Photography Composition Rules

March 24, 2017

Over the years, I’ve worked with hundreds of photographers and with all aspects of photography, and one of the most frequent questions I hear often revolves around composition.
Composition is a tricky thing. There’s no right and no wrong. Often a photographer’s uniqueness, his or her style, is attributed largely to their approach and vision to composition.

Here I will talk about my creative project that’s consist in create a space whole with sewing machines and sewing tables in composition with fabrics, colors, lights and shadows.

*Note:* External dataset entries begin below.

PR #350, opened 2022-11-15
Fix panics in nil maps when creating blockchains

holisticode:


local/blockchain.go
```diff
@@ -777,12 +777,18 @@ func (ln *localNetwork) createBlockchainConfigFiles(
 		// update config info for snapshopt/restart purposes
 		// put into defaults and reset node specifics
 		if chainSpec.ChainConfig != nil {
+			if ln.chainConfigFiles == nil {
```
felipemadero, line 780: the problem is a nil when creating the network, I would rather init the maps there, to avoid any posible conflict afterwards (the issue belongs to loadSnapshot)

felipemadero:
replace by https://github.com/ava-labs/avalanche-network-runner/pull/351

PR #361, opened 2022-11-23
[Feature] add blockchain_alias blockchain-spec

boulix3:
Hello this Pull Request adds the "blockchain_alias" option in the blockchainSpecs parameter.

It calls the Admin.AliasChain api when the custom blockchain is ready.

With the timestampvm example, using the timestamp alias, you can use 127.0.0.1:9650/ext/bc/timestamp instead of 127.0.0.1:9650/ext/bc/E8isHenre76NMxbJ3munSQatV8GoQ4XKWQg9vD34xMBqEFJGf.


dasconnor (commented):
I think this looks good but want @felipemadero to take a look

local/blockchain.go
```diff
@@ -90,9 +90,42 @@ func (ln *localNetwork) CreateBlockchains(
 	if err := ln.waitForCustomChainsReady(ctx, chainInfos); err != nil {
 		return err
 	}
+
+	ln.RegisterBlockchainAliases(ctx, chainInfos, chainSpecs)
```
felipemadero, line 94: this needs to check for error and return such is that is the case

local/blockchain.go
```diff
@@ -90,9 +90,42 @@ func (ln *localNetwork) CreateBlockchains(
...
+
 	return nil
 }
 
+// if alias is defined in blockchain-specs, registers an alias for the previously created blockchain
+func (ln *localNetwork) RegisterBlockchainAliases(
+	ctx context.Context,
+	chainInfos []blockchainInfo,
+	chainSpecs []network.BlockchainSpec,
+) {
```
felipemadero, line 104: should return error if aliasing operation fails

local/blockchain.go
```diff
@@ -90,9 +90,42 @@ func (ln *localNetwork) CreateBlockchains(
...
+	fmt.Println()
+	ln.log.Info(logging.Blue.Wrap(logging.Bold.Wrap("Registring blockchain aliases...")))
+	for i, chainSpec := range chainSpecs {
+		if chainSpec.BlockchainAlias != nil {
```
felipemadero, line 108: please use this as non optional and compare agains `""`

local/blockchain.go
```diff
@@ -90,9 +90,42 @@ func (ln *localNetwork) CreateBlockchains(
...
 }
 
+// if alias is defined in blockchain-specs, registers an alias for the previously created blockchain
+func (ln *localNetwork) RegisterBlockchainAliases(
+	ctx context.Context,
+	chainInfos []blockchainInfo,
+	chainSpecs []network.BlockchainSpec,
+) {
+	fmt.Println()
+	ln.log.Info(logging.Blue.Wrap(logging.Bold.Wrap("Registring blockchain aliases...")))
```
felipemadero, line 106: Registering

local/blockchain.go
```diff
@@ -90,9 +90,42 @@ func (ln *localNetwork) CreateBlockchains(
...
+	for i, chainSpec := range chainSpecs {
+		if chainSpec.BlockchainAlias != nil {
+			blockchainAlias := *chainSpec.BlockchainAlias
+			chainId := chainInfos[i].blockchainID.String()
+			for nodeName, node := range ln.nodes {
+				ln.log.Info("Registring blockchain alias",
```
felipemadero, line 112: Registering

felipemadero: would prefer only one log for all 5 nodes, telling the specific alias information to set (that is, a log right before the for)

local/blockchain.go
```diff
@@ -90,9 +90,42 @@ func (ln *localNetwork) CreateBlockchains(
...
+					zap.String("alias", blockchainAlias),
+					zap.String("chain-id", chainId),
+					zap.String("node-name", nodeName))
+				err := node.client.AdminAPI().AliasChain(ctx, chainId, blockchainAlias)
+				if err != nil {
+					ln.log.Error("Error while registring blockchain alias",
```
felipemadero, line 118: this error should be returned and not logged

felipemadero (commented):
Left some comments for improvement

local/blockchain.go
```diff
@@ -90,9 +90,42 @@ func (ln *localNetwork) CreateBlockchains(
...
+	for i, chainSpec := range chainSpecs {
+		if chainSpec.BlockchainAlias != nil {
+			blockchainAlias := *chainSpec.BlockchainAlias
+			chainId := chainInfos[i].blockchainID.String()
+			for nodeName, node := range ln.nodes {
+				ln.log.Info("Registring blockchain alias",
+					zap.String("alias", blockchainAlias),
+					zap.String("chain-id", chainId),
+					zap.String("node-name", nodeName))
+				err := node.client.AdminAPI().AliasChain(ctx, chainId, blockchainAlias)
```
holisticode, line 116: Very minor nit: We use the pattern
`if err :=....; err != nil {}` when only an `err` is returned

boulix3:
Awesome, thanks for the feedback.

felipemadero (commented):
LGTM. Will approve once @holisticode nit is addressed

boulix3:
> 
Oh right, I didn't see this one. Fixing right now.

felipemadero (approved):

PR #378, opened 2022-12-16
add linting

danlaine:
Updates the linter settings to be the same as avalanchego uses.

@holisticode @felipemadero 
There are 2 TODOs in here that the linter is complaining about that I'm not sure how to fix. Please have a look at those.

### DIFF
--- a/local/snapshot.go
+++ b/local/snapshot.go
@@ -122,8 +122,8 @@ func (ln *localNetwork) SaveSnapshot(ctx context.Context, snapshotName string) (
 		return "", err
 	}
 	// create main snapshot dirs
-	snapshotDbDir := filepath.Join(snapshotDir, defaultDBSubdir)
-	err = os.MkdirAll(snapshotDbDir, os.ModePerm)
+	snapshotDBDir := filepath.Join(snapshotDir, defaultDBSubdir)
+	err = os.MkdirAll(snapshotDBDir, os.ModePerm)
 	if err != nil {
 		return "", err
 	}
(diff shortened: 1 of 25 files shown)


local/snapshot.go
```diff
@@ -122,20 +122,22 @@ func (ln *localNetwork) SaveSnapshot(ctx context.Context, snapshotName string) (
 		return "", err
 	}
 	// create main snapshot dirs
-	snapshotDbDir := filepath.Join(filepath.Join(snapshotDir, defaultDbSubdir))
+	// TODO for CLI team -- what is the line below supposed to do?
```
holisticode, line 125: @felipemadero the first `Join` isn't doing anything, that's why the linter complains. What was the idea?

local/snapshot.go
```diff
@@ -178,8 +180,10 @@ func (ln *localNetwork) loadSnapshot(
 ) error {
 	ln.lock.Lock()
 	defer ln.lock.Unlock()
+	// TODO for CLI team -- what are the lines below supposed to do?
+	// The linter is complaining about them.
 	snapshotDir := filepath.Join(ln.snapshotsDir, snapshotPrefix+snapshotName)
-	snapshotDbDir := filepath.Join(filepath.Join(snapshotDir, defaultDbSubdir))
+	snapshotDbDir := filepath.Join(filepath.Join(snapshotDir, defaultDBSubdir))
```
holisticode, line 186: @felipemadero same here, the first `Join` is not doing anything.

holisticode (changes requested):

local/snapshot.go
felipemadero: ohh this is just an error, just remove the outer join

local/snapshot.go
felipemadero: same

felipemadero (approved):

holisticode (approved):

PR #389, opened 2023-01-05
Revert "Revert "Remove buildir flag reloaded""

StephenButtolph:


local/network.go
```diff
@@ -825,7 +827,8 @@ func (ln *localNetwork) restartNode(
 
 	if binaryPath != "" {
 		nodeConfig.BinaryPath = binaryPath
-		nodeConfig.Flags[config.BuildDirKey] = filepath.Dir(binaryPath)
+		// remove old value if present, to look for vm binaries in new binary path location
+		delete(nodeConfig.Flags, PluginDirKey)
```
StephenButtolph, line 831: This seems pretty jank can't the `Flags` be defined by the user? We should definitely be keeping this override if the user requests it... right?

.github/workflows/build-test-release.yml
```diff
@@ -4,8 +4,6 @@ on:
   push:
     branches:
       - main
-    tags:
-      - "*"
```
StephenButtolph, line 8: I don't know why this would be changed in this PR.

StephenButtolph (commented):
@felipemadero Added some questions

.github/workflows/build-test-release.yml
felipemadero: I don't exactly remember. I think we had an issue with the tag name not passing if those lines where included. I believe @dasconnor made the suggestion to me

local/network.go
felipemadero: Yup flags were possibly defined by the user when first created the node. In this case I assumed the user trying to restart a node by specifying a new binary (usually a different avago version in tests), was expecting also for the plugin dir to automatically change. I made this as I realised restart was lacking plugin dir param available. The other and probably cleaner option would be to add that plugin dir param to this function.

.github/workflows/build-test-release.yml
StephenButtolph: My guess here is that it was to avoid goreleaser from performing a release when the tag was made

local/network.go
felipemadero: Added the extra plugin param to RestartNode. Also to AddNode.

.github/workflows/build-test-release.yml
holisticode: But then we can't publish a release by tag? Is this the desired behavior?

local/blockchain.go
```diff
@@ -458,7 +458,7 @@ func (ln *localNetwork) restartNodesWithWhitelistedSubnets(
 		delete(nodeConfig.Flags, config.WhitelistedSubnetsKey)
 
 		ln.log.Info("removing and adding back the node for whitelisted subnets", zap.String("node-name", nodeName))
-		if err := ln.restartNode(ctx, nodeName, "", "", nil, nil, nil); err != nil {
+		if err := ln.restartNode(ctx, nodeName, "", "", "", nil, nil, nil); err != nil {
```
holisticode, line 461: Note, not to be addressed in this PR but possibly create a ticket: These naked parameters are close to impossible to reason about what each means. I think we should not do this?

holisticode (approved):
LGTM, just left a couple of notes for consideration

local/blockchain.go
felipemadero: https://github.com/ava-labs/avalanche-network-runner/issues/390

.github/workflows/build-test-release.yml
felipemadero: PM with @dasconnor give no conclusion on the origin of this haha including it again

server/server.go
```diff
@@ -773,10 +767,12 @@ func (s *server) AddNode(_ context.Context, req *rpcpb.AddNodeRequest) (*rpcpb.A
 		}
 	}
 
+	nodeFlags[PluginDirKey] = req.GetPluginDir()
```
StephenButtolph, line 770: Should this only be populated if `GetPluginDir()` returns a non-empty string?

rpcpb/rpc.proto
```diff
@@ -381,6 +383,9 @@ message AddNodeRequest {
   // If specified, will create a file "subnetid.json" under subnets config dir with
   // the contents provided here.
   map<string, string> subnet_configs = 6;
+
+  // Plugin dir from which to load all custom VM executables.
+  optional string plugin_dir = 7;
```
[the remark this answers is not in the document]
felipemadero: You are so right. This was technical debt. I just copy/paste from Start prototype. Changed so. And added ticket for replacing all:
https://github.com/ava-labs/avalanche-network-runner/issues/391

server/server.go
felipemadero: ok that is more consistent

Photography composition rules are a tool to understand the basic principles of design in visual arts. These composition rules are very helpful to make an image more dynamic and pleasing. However there are also times you need to break these composition rules to create a better story with your pictures. The main reason is to invite your viewers to see the whole image. By looking at the main subject positioned off center our eyes will scan the entire image. This scanning makes the photo more interesting because people will view the full scene, not just part of it.

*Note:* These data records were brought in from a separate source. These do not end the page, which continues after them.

PR #397, opened 2023-01-10
Fix chain data

patrick-ogrady:


local/network.go
```diff
@@ -962,11 +963,19 @@ func (ln *localNetwork) buildFlags(
 		return buildFlagsReturn{}, err
 	}
 
+	// Use node directory for profiles
+	profileDir := path.Join(nodeDir, "profiles")
```
holisticode, line 967: For file system OS paths, we usually use `filepath`. `path` should be used for URLs only. https://pkg.go.dev/path

holisticode: If this unblocks you in some way, I guess this works. However, essentially this means we're hard-coding these flags to their avago defaults. 

I thought we support the pattern where such things can be set on a global level via custom node configs and/or global node configs, allowing to actually pass individual values for these. 

Curious about @felipemadero 's opinion here. In any case, if this is a blocker, we can work on on a follow up ticket.

patrick-ogrady:
platform recommended we use `--data-dir` instead

felipemadero:
> platform recommended we use `--data-dir` instead

Can we close this? Will prepare a PR following that suggestion

https://github.com/ava-labs/avalanche-network-runner/issues/400

PR #398, opened 2023-01-10
Run e2e test on macos

patrick-ogrady:


.github/workflows/build-test-release.yml
```diff
@@ -40,7 +40,10 @@ jobs:
           CGO_CFLAGS: "-O -D__BLST_PORTABLE__" # Set the CGO flags to use the portable version of BLST
   e2e_test:
     name: e2e tests
-    runs-on: ubuntu-latest
+    runs-on: ${{ matrix.os }}
+    strategy:
+        matrix:
+            os: [ubuntu-20.04, macos-12]
```
holisticode, line 46: What is the reason you suggest to set to explicit 20.04 vs the current `ubuntu-latest`?

felipemadero (commented):
LGTM after answering @holisticode question. In general do we want to specify ubuntu 20.04 and macos 12? This probably will to be also applied to CLI CI

.github/workflows/build-test-release.yml
felipemadero: ok let's use 20.04 and macos-12, to provide an environment most compatible with avalanchego binaries

felipemadero (approved):

Issue #400, opened 2023-01-10
start using --data-dir flag


felipemadero:

felipemadero:
Closed by https://github.com/ava-labs/avalanche-network-runner/pull/403

PR #403, opened 2023-01-10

For photographers who want to take their craft to the next level, here are a few basic composition rules to know:

Leading Lines

When there is no focal point in a shot, viewers will be unsure of where to look. The photographer, however, can use lines in order to control how a person’s eyes move around an image. Fortunately, lines exist everywhere especially in outdoor settings. Take advantage of this by finding natural lines. Horizontal and vertical lines tend to create a feel to images that is stable, calm, and static. Diagonal lines tend to produce feelings of uncertainty and movement.

The Rule of Thirds

The Rule of Thirds has been deemed the king of composition for good reason: the human eye is naturally drawn to images that are divided into thirds with the subject falling at or along those divisions. To follow this rule, simply divide the frame into nine equal-sized parts and place the subject along one of the intersections of the lines. Try not to place the subject in the center of the frame.

Sense of Movement

To convey a sense of movement, it helps to leave a little more space in front of the subject than behind it. For example, a car moving down the road needs more space in front of it then behind it in the frame.

Patterns and Symmetry

Mother nature and human creativity often provide elements that can be leveraged for amazing compositions. Maybe it is in the desert sand, where the wind has carved random patterns in the dunes that create textures, color and leading elements in your foreground. Or maybe it is a brick or tiled floor with its uniform squares and rectangles that produce interesting ways to compose a scene that lend to scale or distance. These types of compositional elements are all around you, you just need to look for them and when you do, pause to see them from different angles – and you will be surprised at what you’ll be able to capture.